Страхи

Иван Думанов
                1
Вот ведь как в жизни случается. Жили в селе три старые женщины. Назовём сразу их так, как звали сельчане: баба Мотя, баба Зина и баба Дуня. Об их возрасте мало кто задумывался, мало кто знал, если не считать их самих. Жили они на одной улице. Две по одному порядку — западному — через четыре дома друг от друга, а, стало быть, соседками не являлись. А третья жила наискосок от них по восточному порядку. Встречалились обычно у колодца, куда приходили нечасто за вкусной студёной водой для питья, так как воду из трубы их натуры не принимали.
    Так вот, эти бабки в последние годы стали самыми близкими соседками: дом одной ближе всех к домам других. И меж их домами никто не живёт, и сами они никуда не переезжали. Просто опустели все дома, что между их домами. Все три бабки одинокие. В селе и в области нет никого из родных, так что несколько пустых домов не мешали им стать очень близкими соседками.
                2
    А незадолго до этого в селе произошло такое, что всех троих лишило покоя. На другой улице умерла старая одинокая женщина. Смерть её случилась обычная и в то же время необычная. Вот как это было. Позвала покойница ближе к вечерку двух старушек со своей улицы. Ели блины со сметаной и с вареньем, пили чай, неспешно разговаривали о своём. Телевизор мелькал почти без звука. Подошло время, гостьи ушли, а хозяйка села на диван посмотреть кино. Надо напомнить, что хозяйка много лет проработала дояркой, так что неведомая сила будила и поднимала её на рассвете. И она шла на двор дать птицам, покормить собачку Шарика и, может, ещё какие дела управить. Люди, проходя утром мимо дома, всегда видели её во дворе. Но на другое утро во дворе её не было. Сперва никто не придал этому значения. Но солнышко покатилось к обеду, а двор был пуст. Да и Шарик жалобно скулит, чего раньше не замечали.
                З
Зашли в дом. Склонилась бабушка на диване, как будто уснула. Тронули руку пульс поискать, а она уже холодная. Телевизор что-то показывает, стало быть преставилась в один миг. Позвали скорую. Те написали нужные бумаги и сказали: сердце   остановилось. Хоронили всем миром. Одели, гроб купили, оградку, само собой, и крест на могилу. Всё, как полагается, всё, как у людей.

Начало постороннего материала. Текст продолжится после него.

Issue #884, opened 2023-08-14
Implement safe versions of numeric operations


kyouko-taiga:
All operations on `Int` (and its variants) currently do not check for overflow.

PR #1048, opened 2023-09-28
Stand up the trait hierarchy for integer types

kyouko-taiga:
The hierarchy is openly inspired by Swift's standard library.

Some features have not been ported yet due to various blockers. These have been marked with TODOs in the source pointing at a corresponding issue in this repository.

Only the types `Int` and `UInt` have been made conforming to the trait hierarchy. Further, many methods are still thin unsafe wrappers around LLVM operations (see #884).


dabrahams:
Very exciting!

    А вечером, после поминок, собрались три соседки чайку попить да поразговаривать. Вот только разговор странный получился. Сперва похвалили сельчан за доброту и отзывчивость, потом баба Дуня и говорит: "А кто ж будет хоронить последних? Народ вон как убавляется." "А власти и похоронят" — ответила баба Зина.   "Это наша-то власть? Да к ней без тыщи и за пустяком ходить бесполезно, а тут такие расходы. Нет, на нашу власть надёжи нет – нагоняет печали баба Дуня, — а давайте, пока ноги носят, все трое сами себя порешим в один день. Людям хлопот будет меньше." "Совсем рехнулась, Евдокея! И закопают за кладбищем возле того пьянчуги, что удавился в белой горячке. И крест на могилу нельзя. Будут тебя топтать всяка коза да корова. Забыла поди, что это и грех великий, потому   направят нас прямиком в ад. Нет, нам такое не подходит. А ты, Матрёна, что молчишь? Ты же у нас троих вроде за бригадира," – закончила речь баба Зина.
                4
   "Вот что я думаю, девки, – начала баба Мотя — давайте-ка мы потужимся, загодя купим гробы, оградки, кресты. Попозже наймём могилы выкопать, чтобы один-два даже старых человека с похоронами управились. А катафалком будет мой "ветеран труда" — так покойный муж называл просторную ручную тележку, что много лет послужила нам по хозяйству. Попросим деда Савельича, он быстро поставит её на лёгкий ход. "Ты –голова, Матрёна," – обрадованно выпалила баба Зина. На том и порешили.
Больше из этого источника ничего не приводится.